Une tradition mélomane en Nouvelle-France?
Jean-Pierre Pinson et Conrad Laforte participent à
un ouvrage qui fera loi
Le moins qu'on puisse dire de la tradition musicale de nos ancêtres,
c'est qu'elle est plutôt méconnue. Surtout si l'on
s'intéresse à son versant classique, lequel fut
pourtant tout à fait vif dans la colonie française.
C'est ce que démontre hors de tout doute l'ouvrage La
vie musicale en Nouvelle-France, fruit d'une vingtaine d'années
de recherche au Canada, en France et aux Etats-Unis, et publié
chez Septentrion dans la collection "Cahiers des Amériques".

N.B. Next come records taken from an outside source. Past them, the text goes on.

PR #4681, opened 2025-02-10
Bump dependencies to fix twine urllib mismatch

vitorguidi:
We are getting this error during butler deploy:

```
| ERROR: pip's dependency resolver does not currently take into account all the packages that are installed. This behaviour is the source of the following dependency conflicts.
| twine 5.1.1 requires urllib3>=1.26.0, but you have urllib3 1.24.3 which is incompatible.
```

There might have been a regression in the underlying python dependencies. We ran:

```
pipenv lock
```

And this will change the following deps:

[prod]
aiohappyballs: 2.4.2 > 2.4.6
aiosignal: 1.3.1 > 1.3.2
attrs: 24.2 > 25.1
cachetools: 5.5.0 > 5.5.1
deprecated: 1.2.14 > 1.2.18
frozenlist: 1.4.1 > 1.5.0
google-cloud-appengine-logging: 1.4.5 > 1.5.0
google-apis-commons-protos: 1.65  > 1.66
grpc-google-iam-v1: 0.13.1 > 0.14.0
pbr: 6.1.0 > 6.1.1
propcache: 0.2.1 (NEW)
proto-plus: 1.24.0 > 1.26.0
pyjwt: 2.9.0 > 2.10.1
setuptools: 75.1.0 > 75.8.0
six: 1.16.0 > 1.17.0
yarl: 1.13.1 > 1.18.3

[dev]
cachecontrol: 0.14.0 > 0.14.1
cachetools: 5.5.0 > 5.5.1
click: 8.1.7 > 8.1.8
google-cloud-firestore: 2.19.0 > 2.20.0
google-apis-common-protos: 1.65.0 > 1.66.0
markupsafe: 2.1.5 > 3.0.2
proto-plus: 1.24.0 > 1.26.0
pyjwt: 2.9.0 > 2.10.1

### Testing

We successfully deployed from butler with --release=chrome-tests-syncer and --target=zips, this unblocks deployments

PR #4685, opened 2025-02-10
Revert "Bump dependencies to fix twine urllib mismatch (#4681)"

vitorguidi:
This reverts commit ff6b717c98e055bf1f77994733982ec413f00a80.

The issue occurs only with --targets=zips,k8s, and we are moving the k8s part to argocd. Also, this does not really fix the problem, so reverting to prevent any surprises.


jonathanmetzman (approved):
lgtm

Deux musicologues ont dirigé cette vaste enquête
visant à mettre les connaissances à jour. Alors
que le professeur de l'Université Laval Jean-Pierre Pinson
détaille la pratique du chant religieux dans les paroisses,
les collèges et les séminaires d'autrefois, Élisabeth
Gallat-Morin (de l'Université de Montréal) répertorie
les orgues de Québec et de Montréal et ressuscite
la vie musicale telle que vécue dans la société
canadienne française des XVIIe et XVIIIe siècles.
À travers ces deux contextes, l'un sacré l'autre
profane, on observera avec intérêt l'évolution
du rôle et de la pratique du chant ainsi que de la musique.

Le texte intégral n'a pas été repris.